PR #291, opened 2025-06-06
fix: Lakekeeper CI test

c-thiel:
Dear DuckDB Team, Author of Lakekeeper here.
I am working on fixing the integration tests in this PR. The original problem was that we renamed our binary from `iceberg-catalog` to `lakekeeper` - and the name of the binary was used excplictly in the health probe.
While on it, I am also removing OpenFGA because I don't think there is a good reason for it here. Also Keycloak is optional, but as all other tests are without IdP, I thought it is probably good to keep some tests with Authentication.

I want to get the tests back running with this PR, then follow up in the next weeks with a second PR, moving to a docker compose setup that requires much less manual effort to get running.

### DIFF
--- a/.github/workflows/LakekeeperTesting.yml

++++++++++++++++++++

== YOUR OBJECTIVE ==
Go through the entries and count the lines where the word "tests" appears; give only the count.

== TASK SOLUTION ==
3